Kolumne

"E-Government am Scheideweg?"

28.02.2003
Martin Bayer Redakteur CW

Hinter den Kulissen des deutschen E-Government-Theaters gibt es Streit unter den Darstellern. Während die großen Industrieverbände einen Masterplan sowie eine zentrale E-Government-Agentur fordern, die alle Projekte über Bundes-, Länder- und Kommunengrenzen hinweg zentral steuern soll, bleibt das Innenministerium strikt auf dem einmal eingeschlagenen Kurs. Verständlich angesichts der föderalen Fallstricke, die das Projekt ins Straucheln bringen könnten. Im Grunde kann jede Behörde, jedes Bundesland und jede Kommune ein eigenes E-Government-Projekt auf die Schiene setzen, ohne sich um Vorgaben, was Standards oder Datenmodelle betrifft, kümmern zu müssen. Und da letztendlich die meisten Behördenkontakte von Bürgern und Unternehmen auf kommunaler oder Länderebene stattfinden, müssen die Verantwortlichen des Projekts Bund Online 2005 auf Konsens und Aufklärungsarbeit mit den Kollegen aus Ländern und Kommunen setzen. Ob dies gelingt, bleibt abzuwarten. Das Scheitern des "Fiscus"-Projekts, in dem über Ländergrenzen hinweg eine gemeinsame Software für die Finanzämter entwickelt werden sollte, ist jedenfalls kein gutes Vorzeichen.

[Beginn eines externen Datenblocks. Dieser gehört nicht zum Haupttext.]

PR #387, opened 2019-09-09
Handle component hold items in script for deleting Nv NC holdings

olovy:
Updated script which handles the (18) posts which have component hold posts or use `physicalLocation` instead of `shelfMark`


olovy:
Change: If there's only one component left it should be moved to top level

PR #389, opened 2019-09-10
Backend should set descriptionLastModifier

olovy:
A bit ugly with the hardcoded check of `'https://libris.kb.se/sys/globalchanges/` and sigel SEK.
But we want `lddb.changedby` to be the script URI (?)

It would cleaner to pass `changedBy` = SEK from WhelkTool and maybe also have the possibility to override Sigel in the script.

### DIFF
--- a/whelk-core/src/main/groovy/whelk/component/PostgreSQLComponent.groovy
+++ b/whelk-core/src/main/groovy/whelk/component/PostgreSQLComponent.groovy
@@ -342,6 +342,7 @@ class PostgreSQLComponent {
             if (linkFinder != null)
                 linkFinder.normalizeIdentifiers(doc, connection)
 
+            //FIXME: throw exception on null changedBy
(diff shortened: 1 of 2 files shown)


whelk-core/src/main/groovy/whelk/component/PostgreSQLComponent.groovy
```diff
@@ -2207,7 +2208,20 @@ class PostgreSQLComponent {
     }
 
     private String getDescriptionChangerId(String changedBy) {
-        // FIXME: hardcoded
-        return "https://libris.kb.se/library/" + changedBy
+        //FIXME(?): hardcoded
+        // for historical reasons changedBy is the script URI for global changes
```
lrosenstrom: Would be nice to do this in another way in the future!

olovy:
Will do a nicer fix for this.

PR #392, opened 2019-09-11
Correct link to digitized version for 151 posts by Uppsala.

olovy:
Move Alvin URI from hold to bib.


olovy:
regexp is needed because of some URLs:
`"url": ["Ex. 1: http://urn.kb.se/..."]`

PR #393, opened 2019-09-12
Refactor changedBy

olovy:
For global changes:
* `descriptionLastModifier` should be `SEK`
* `generationProcess` should be `https://libris.kb.se/sys/globalchanges/...` (also when deleting)
* `lddb.changedBy` should be `https://libris.kb.se/sys/globalchanges/...`

For other updates:
* `descriptionLastModifier` should be `https://libris.kb.se/library/<Sigel>`
* `lddb.changedBy` should be `<Sigel>`

-----

Changed:
`400 BAD REQUEST` if header `XL-Active-Sigel` is missing

### DIFF
--- a/apix_export/src/main/java/whelk/apix/ExporterThread.java
+++ b/apix_export/src/main/java/whelk/apix/ExporterThread.java
@@ -3,6 +3,7 @@ package whelk.apix;
 import org.codehaus.jackson.map.ObjectMapper;
 import org.apache.logging.log4j.LogManager;
 import org.apache.logging.log4j.Logger;
+import whelk.Changer;
 import whelk.Document;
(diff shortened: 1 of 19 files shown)


olovy:
> Just to verify, does this automatically set descriptionLastModifier for WhelkTool script jobs? It shouldn't, at least not for silent jobs, and for loud, the id should be controlled by the script IMO.
> 
> (As this is a refactor, I'm assuming this was never the case and that this PR doesn't change behaviour.)

The refactoring was done after we decided and changed loud scripts to use 'SEK'.
I've added the option to override it in the scripts. And also to unset it.

Silent jobs never set descriptionLastModifier.

PR #395, opened 2019-09-12
Remove OAI-PMH harvester project

olovy:
It is obsolete.


olovy:
```
importers/src/main/resources/oaipmh.properties.in
4:# harvestClass defaults to whelk.harvester.OaiPmhHarvester if not specified
6:service.harvestClass = whelk.harvester.OaiPmhHarvester
```
?

niklasl:
I'm pretty sure we can remove the `oaipmh.properties(.in)` file. Neither that nor the `harvestClass` is used in the code anymore AFAICS. (These were part of an old homegrown IoC thingy which is long gone (after a short pico container interlude).)

olovy:
> I'm pretty sure we can remove the `oaipmh.properties(.in)` file. Neither that nor the `harvestClass` is used in the code anymore AFAICS. (These were part of an old homegrown IoC thingy which is long gone (after a short pico container interlude).)

Great. Consider it done.

PR #399, opened 2019-09-21
Feature/auth encoding level

klngwll:
Add fixed encodingLevel value n (full level) to auth Leader.
Add more specs Meeting and GenreForm to auth 008.


sarwik:
I have fixed the conversion bug that threw a NullPointerException, but in another PR: https://github.com/libris/librisxl/pull/406 (encodingLevel for hold records). **Therefor, this branch must be merged after above PR**. I have tested this branch with the bug fix together with the new spec and it works as expected.

PR #400, opened 2019-09-25
Feature/remove nonfiling chars with empty string value

lrosenstrom:
Created two scripts: a simple one for auth and a more complicated one for bib. There are only 30 holdings with nonfilingChars = " " so i skipped those.


lrosenstrom:
@jannistsiroyannis Yes, for auths all nonfilingChars = " " are located at the same place.

PR #404, opened 2019-10-02
Disable gretty hot deployment for rest

olovy:
Disable gretty hot deployment. It leaks database connections so that the local backend stops working if you touch the code too much. Annoying IMO.


olovy:
We could also change `interactiveMode` to `rebuildAndRestartOnKeyPress`.

PR #406, opened 2019-10-03
Feature/hold encoding level

sarwik:
- Drop mapping of encodingLevel of hold and revert to fixedDefault value
- Update spec with normalized to verify behavior of above. If normalized exists of leader spec, set marcSkeletons to normalized in favour of source 
- Add script that deletes all occurrences of encodingLevel in hold records


whelk-core/src/integTest/groovy/MarcFrameConverterSpec.groovy
```diff
@@ -51,7 +51,7 @@ class MarcFrameConverterSpec extends Specification {
                 }
 
                 if (tag == '000') {
-                    marcSkeletons[marcType] = dfn._spec[0].source
+                    marcSkeletons[marcType] = dfn._spec[0].normalized ?: dfn._spec[0].source
```
niklasl: Good catch!

whelk-core/src/main/resources/ext/marcframe.json
```diff
@@ -144,13 +144,13 @@
...
-        "5": "marc:HoldingsLevel4WithPieceDesignation",
-        "m": "marc:MixedLevels",
-        "z": "marc:OtherLevel"
+        "1": null,
+        "2": null,
+        "3": null,
+        "4": null,
+        "5": null,
+        "m": null,
+        "z": null
```
niklasl: Did we need these, or could fixedDefault: " " do, so we can remove HoldingEncLevelType entirely from marcframe?

sarwik: I definitely agree that it would be best to remove HoldingEncLevelType completely. If fixedDefault was " " we could easily change to "[17]": null. But unfortunately, fixDefault is "u" which makes it more difficult.

PR #409, opened 2019-10-07
Add script to fix faulty values of bib encodingLevel

sarwik:


whelktool/scripts/cleanups/2019/10/lxl-2594-fix-faulty-encodingLevels/set-correct-bib-encodingLevel-value.groovy
```diff
@@ -0,0 +1,33 @@
...
+                             "marc:CoreLevel",
+                             "marc:FullLevel",
+                             "marc:FullLevelMaterialNotExamined",
+                             "marc:LessThanFullLevelMaterialNotExamined",
+                             "marc:MinimalLevel",
+                             "marc:PartialPreliminaryLevel",
+                             "marc:PrepublicationLevel"]
+
+selectBySqlWhere("""
+        collection = 'bib' AND data#>>'{@graph,0,encodingLevel}' IS NOT NULL
```
niklasl: If this is too slow on all bib:s you may gain speed by using a more specific select.

whelktool/scripts/cleanups/2019/10/lxl-2594-fix-faulty-encodingLevels/set-correct-bib-encodingLevel-value.groovy
```diff
@@ -0,0 +1,33 @@
...
+    """) { data ->
+
+    def (record, instance, work) = data.graph
+
+    if (!VALID_BIB_ENCODING_LEVELS.contains(record['encodingLevel'])) {
+        record.put('encodingLevel', VALID_BIB_ENCODING_LEVELS[0])
```
niklasl: Could extract first value as an `ABBR_LEVEL` constant, use that in the list and use `as Set` on that (for clarity and an admittedly negligible speedup).

klngwll:
> Has AbbreviatedLevel been agreed upon? (That get's overwritten IIRC? Some in the forum discussion thought otherwise and the issue is unclear on what the resolution has been. In the chat MinimalLevel was recommended unless I've mixed up issues?)

Moving from a numerical code to the EncLevelTypes has been a source of confusion from the beginning since they don't correspond to the swedish usage, hence when we speak of "miniminivå" it is actually AbbreviatedLevel:   

```
:AbbreviatedLevel a :EncLevelType ;
    skos:notation "3" ;
    skos:prefLabel "Abbreviated level"@en, "Miniminivå"@sv .

:MinimalLevel a :EncLevelType ;
    skos:notation "7" ;
    skos:prefLabel "Minimal level"@en, "Biblioteksnivå"@sv .
```

whelktool/scripts/cleanups/2019/10/lxl-2594-fix-faulty-encodingLevels/set-correct-bib-encodingLevel-value.groovy
sarwik: Good point. I have adjusted the sql query to only select records with encoding Levels set to hold and auth levels.

PR #414, opened 2019-10-10
Feature/declare storage and control indexing in whelktool

niklasl:


niklasl:
@olovy I see why, but Whelktool already does that in a number of places, so I ran with that.

PR #1193, opened 2023-01-16
Fix dependers handling in DatasetImporter

olovy:
Summary
-------
In DatasetImporter
* Make `--skip-dependers` flag only affect indexing
* Handle circular dependencies among deleted docs in dataset

Changes
-------
Remove the option to not update `lddb__dependencies` when loading a
dataset (`--skip-dependers`) since using it puts the database in an
inconsistent state. Updating `lddb_dependencies` is cheap because it is
only the _outgoing_ links for a modified doc that are updated.

`--skip-dependers` now only affects reindexing. Reindexing dependers
might be expensive when reloading core datasets. The flag can be
removed if we improve the logic for calculating which documents
need to be reindex for an update.

Handle circular dependencies among deleted docs in dataset. If no other
docs depend on the they can be deleted safely.

### DIFF
--- a/apix_server/src/main/java/whelk/apixserver/ApixCatServlet.java
+++ b/apix_server/src/main/java/whelk/apixserver/ApixCatServlet.java
@@ -5,7 +5,6 @@ import org.apache.commons.lang3.StringUtils;
 import org.apache.logging.log4j.LogManager;
 import org.apache.logging.log4j.Logger;
 import whelk.Document;
-import whelk.util.LegacyIntegrationTools;
 
 import javax.servlet.http.HttpServlet;
 import javax.servlet.http.HttpServletRequest;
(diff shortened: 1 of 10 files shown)


niklasl (approved):
LGTM! :1st_place_medal: for less flags and other code clarifications!

niklasl:
Note: We need to conditionally adapt the devops scripts (`whelk.py` and `bibdb-import.sh`) so they use this new flag when they use a "develop" version of new `xlimporter.jar`.

olovy:
> Note: We need to conditionally adapt the devops scripts (`whelk.py` and `bibdb-import.sh`) so they use this new flag when they use a "develop" version of new `xlimporter.jar`.

Maybe we just keep the old name for the flag.

olovy:
Keep `skip-dependers` instead of a new `skip-index-dependers`

PR #1195, opened 2023-01-18
Prevent additional bindings during record processing

niklasl:
Complain and stop if a whelktool groovy script adds new global bindings during its processing. This is done by monitoring existing bindings for each processBatch call, and reacting if anything was added.

This has been a long-standing risk, since a script might accidentally bind a *global* variable deep down in the code (by forgetting to declare it using `def`, `var` or a type). This will then be overwritten by another thread running the same parts of the code, causing all kinds of unexpected behaviour (commonly data from one thread being used or written by another).

There are other ways of handling this (the most proper being to create fully separate bindings for each thread), but this was the simplest tweak I could think of.


olovy (approved):
Nice!
:ship:

PR #1196, opened 2023-01-24
Move Li donation notes to custodialHistory

poacherone:
Move donation data from notes (in various fields/entities) to custodialHistory, removing empty objects. If hasComponent or marc:hasTextualHoldingsBasicBibliographicUnit only has certain values left (type, heldBy or marc:groupid in hasComponent for example, i.e. are left "empty") they are removed as well.


kwahlin (approved):
Looks correct!

PR #1197, opened 2023-01-25
Add `and-` and `not-` prefixes to /find in REST API

andersju:
Seems to work (but needs more testing!).


niklasl (approved):
LGTM! Let's get it to QA and try it out thoroughly!

(IIRC we had some integration tests in the making recently for testing search behaviour more knowingly against a known dataset. That's a good place to start.)

PR #1198, opened 2023-01-26
Search: Allow multiple facets on the same property

olovy:
Now that we have `and-` we can do it.

TODO: Client needs to be fixed to check `predicate` and not `variable` when rendering facet pills.
TODO: Generated `predicate` should reflect `not-` somehow?

### DIFF
--- a/rest/src/main/groovy/whelk/rest/api/SearchUtils.groovy
+++ b/rest/src/main/groovy/whelk/rest/api/SearchUtils.groovy
@@ -165,18 +165,18 @@ class SearchUtils {
                 return item
             }
         }
-
-        // Don't return facets on fields that already have an active facet.
-        // Now multiple conditions on the same field are always ORed, which means facets will behave weird.
-        // This can be changed if we add a way to have x=a AND x=b in the API. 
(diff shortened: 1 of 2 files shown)


andersju (approved):
LGTM!

"Generated predicate should reflect not-" -- not sure what is meant or needed here (and I haven't really looked at how this stuff is generated) but the predicate's `label` and `_key` will be prefixed with `and-` or `not-`, right? And the first id in propertyChainAxiom would be e.g. https://id.kb.se/vocab/not-instanceOf (just like the predicate for `exists-` would be e.g. https://id.kb.se/vocab/exists-mediaType).

olovy:
> "Generated predicate should reflect not-" -- not sure what is meant or needed here (and I haven't really looked at how this stuff is generated) but the predicate's `label` and `_key` will be prefixed with `and-` or `not-`, right? And the first id in propertyChainAxiom would be e.g. https://id.kb.se/vocab/not-instanceOf (just like the predicate for `exists-` would be e.g. https://id.kb.se/vocab/exists-mediaType).

We need to revisit and document the whole `search.mapping` construct.

PR #1199, opened 2023-01-26
Add availability to Ylm holdings

poacherone:
All holdings for sigel Ylm are not for ILL, this script adds availability to all items (that doesn't already have this).

### DIFF
--- a/whelktool/scripts/syslib/Ylm-add-availability.groovy
+++ b/whelktool/scripts/syslib/Ylm-add-availability.groovy
@@ -1,0 +1,76 @@
+String where = """id in (
+   SELECT lh.id FROM lddb lh WHERE
+   lh.data #>>'{@graph,1,heldBy,@id}' = 'https://libris.kb.se/library/Ylm'
+   AND lh.deleted = 'false')
+"""
+
+selectBySqlWhere(where, silent: false, { hold ->
+
+    def holds = hold.graph[1]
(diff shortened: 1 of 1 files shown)


whelktool/scripts/syslib/Ylm-add-availability.groovy
```diff
@@ -0,0 +1,76 @@
...
+        holds["hasComponent"].each { it ->
+            if (it["availability"]) {
+                asList(it["availability"]).each { availability ->
+
+                    if (availability["label"] && availability["label"] instanceof String) {
+                        if (!availability["label"].contains("Ej fjärrlån")) {
+                            shouldChange = true
+                        }
+                    }
+                }
```
olovy, line 24: This should be reversed?
Now `shouldChange` is true if there is _any_ availability that is _not_ "Ej fjärrlån"
It should be false if there is _any_ availability that _is_ "Ej fjärrrlån"

olovy (commented):
The check for existing availability needs to look for `"@id": "https://id.kb.se/term/enum/NotForILL"? 
Now it only handles local `ItemAvailability`. I'm not sure if there any of these.

poacherone:
There is no linked availability in these records, only a few local ones.

olovy (approved):
See comment about backwards condition
:ship:

poacherone:
Fixed condition.

PR #1201, opened 2023-01-31
whelktool: Add --num-threads parameter

olovy:
When running whelktool on a machines with many cores (xlbuild) against an underpowered ES (dev2) the HttpClient connection pool starts timing out: `whelk.exception.ElasticIOException: Timeout waiting for connection from pool`.

A better solution would be to use a different timeout for whelktool.
An even better solution would be to do bulk indexing for whelktool jobs,


kwahlin (approved):
LGTM

PR #1210, opened 2023-02-09
Fixes for Azerbaijani

olovy:
- Add characters missing in LC's table (see https://github.com/lcnetdev/scriptshifter/pull/4)
- Add case handling (not supported by ScriptShifter)


lrosenstrom (approved):
LGTM!

PR #1213, opened 2023-02-13
Fixes for Armenian

olovy:
- Add missing chars (see https://github.com/lcnetdev/scriptshifter/pull/5)
  - Պ P
  - պ p
  - Ձ Dz
  - ձ dz
- Handle "Note 6"
- Handle lower/upper case
- Handle punctuation
- Generate composed (NFC) Latin chars
- Add spec


lrosenstrom (approved):
Great! Let's get this out for testing :ship:

PR #1214, opened 2023-02-17
marcexport: Don't export bibs on insignificant auth changes

olovy:
Minor changes in linked auth records should not trigger exports. If the changes are outside the auth card they cannot affect the contents of the converted bib record.


jannistsiroyannis (approved):
:ship:

niklasl (approved):
:shipit:

PR #195, opened 2020-07-14
csi-driver: deprecate allowOverride key in favor of allowMutations

shivamerla:
* Problem:
  * with introduction of volume mutator, allowMutations key was introduced to let
  * SC specify which properties can be mutated by PVC. Since allowOverrrides serves
  * same purpose during volume creation it will be confusing if we introduce two property
  * names and allowed parameters list might not match.
* Implementation:
  * Deprecate allowOverrides in favor of allowMutations key and maintain backward
  * compatibility for existing storage classes with allowOverrrides.
* Testing: tested with duplicate and just allowOverrides or allowMutations.
* Review: gcostea, rkumar

### DIFF
--- a/pkg/flavor/kubernetes/flavor.go
+++ b/pkg/flavor/kubernetes/flavor.go
@@ -35,6 +35,7 @@ import (
 
 const (
 	allowOverrides       = "allowOverrides"
+	allowMutations       = "allowMutations"
 	nodeUnreachableTaint = "node.kubernetes.io/unreachable"
 	nodeLostCondition    = "NodeLost"
 )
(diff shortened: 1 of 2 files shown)


pkg/flavor/kubernetes/flavor.go
```diff
@@ -377,28 +381,40 @@ func (flavor *Flavor) getClaimFromClaimName(name string) (*v1.PersistentVolumeCl
...
+	if _, ok := optionsMap[allowMutations]; ok {
+		if overrideKey != "" {
+			return nil, fmt.Errorf("Duplicate override keys are specified in StorageClass. Please use only '%s' key to specify parameters allowed to be overridden by the PVC", allowMutations)
+		}
+		overrideKey = allowMutations
+	}
+
+	var overrideParams []string
+	if val, ok := optionsMap[overrideKey]; ok {
+		log.Infof("allowed overrides in sc are %s", val)
```
raunakkumar, line 402: nit: storage class

shivamerla:
@raunakkumar closing this out as further discussion needed to avoid confusion.

PR #199, opened 2020-07-22
Fix ListSnapshots

rgcostea:
- Updated CSI spec reference to v1.3.0
- Added unimplemented function for ControllerGetVolume
- Referenced Secrets and SnapshotID when provided to the ListSnapshotsRequest


pkg/driver/controller_server.go
```diff
@@ -1350,28 +1369,43 @@ func (driver *Driver) ListSnapshots(ctx context.Context, request *csi.ListSnapsh
...
+			}, nil
+		}
+
+		for _, storageProvider := range driver.storageProviders {
+			snapshots, err := getSnapshotsForStorageProvider(ctx, request, storageProvider)
+			if err != nil {
+				return nil, err
+			}
+
+			if len(snapshots) > 0 {
```
shivamerla, line 1404: Since it seems like we always have either snapshotID or sourceVolumeID, can we break the loop here once we get snapshots from one provider? If both of these can be nil, then do we still need to fetch all snapshots of all volumes and all providers in that case?

rgcostea: We sure can.  Thanks for that idea.

pkg/driver/controller_server.go
```diff
@@ -1350,28 +1369,45 @@ func (driver *Driver) ListSnapshots(ctx context.Context, request *csi.ListSnapsh
...
+		if len(driver.storageProviders) == 0 {
+			log.Info("No storage providers are known to the CSI driver yet.")
+			return &csi.ListSnapshotsResponse{
+				Entries: []*csi.ListSnapshotsResponse_Entry{},
+			}, nil
+		}
+
+		for _, storageProvider := range driver.storageProviders {
+			snapshots, err := getSnapshotsForStorageProvider(ctx, request, storageProvider)
+			if err != nil {
```
shivamerla, line 1400: we should not error out here then as it might be wrong storageprovide for that volume/snapshotid.

rgcostea: I don't think we should ignore all errors here.  If it is the wrong storage provider, we will get a 404 error and err will not be nil.  If there is an auth issue, we get a 401 and login again.

If it is the right storage provider but there's an error, we need to log it and return.

shivamerla: yes, this will be good. we seem to get error codes in string, so can lookup these.

PR #213, opened 2020-10-06
Update the conform script to include Amazon for installing iscsi

ckallianpur:
Signed-off-by: chaitra <chaitra.kallianpur@hpe.com>
On Amazon EKS, the default EC2 node is set up using Amazon Linux, so it fails this install step. It can be fixed by adding Amazon Linux to the "Redhat | CentOS" check, since it is based on those and provides the necessary packages for iscsi.


raunakkumar (approved):

suneeth51 (approved):
lgtm..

Auch die Informationspolitik und das Marketing scheinen verbesserungswürdig. Fragt man in Rathäusern nach E-Government, erntet man entweder ein hilfloses Schulterzucken oder bestenfalls ein: "Davon habe ich schon einmal gehört." Aber immerhin haben die Verantwortlichen im Innenministerium nach gut zwei Jahren Projektdauer erkannt, dass ihr rund 1,6 Milliarden Euro teures E-Government-Vorhaben kein Selbstläufer ist, sondern vielfältige Unterstützung braucht.

Die IT-Industrie interessiert sich unterdessen unverhohlen für den gut gefüllten Budgettopf - kein Wunder angesichts der anhaltenden Marktmisere. Längst wird der rote Teppich für die Auftraggeber aus Bund, Ländern und Gemeinden ausgerollt. Allerdings läuft nicht alles nach Wunsch der Industrie, die immer wieder am berühmten Amtsschimmel scheitert. Den Verbänden käme daher eine zentrale Einrichtung gerade recht, am besten noch besetzt mit zahlreichen Industrievertretern, die den IT-Beamten klar machen, wie der Hase läuft.

Konstruktive Vorschläge zum Gelingen der bundesweiten E-Government-Initiativen sind von Seiten der Industrie und Wirtschaft derzeit nicht zu erwarten. Denn das grundlegende Problem, mit dem E-Government in Deutschland zu kämpfen hat, ist das föderale System. Eine E-Government-Agentur zu installieren, die sich über Bund-, Länder- und Gemeindeinteressen hinwegsetzen kann, scheint letztendlich unmöglich. Daher bleiben unter den jetzigen Vorzeichen Länder und Kommunen auch künftig IT-Einzelkämpfer, und der Wildwuchs im IT-Feld der Behörden wird weiterwuchern.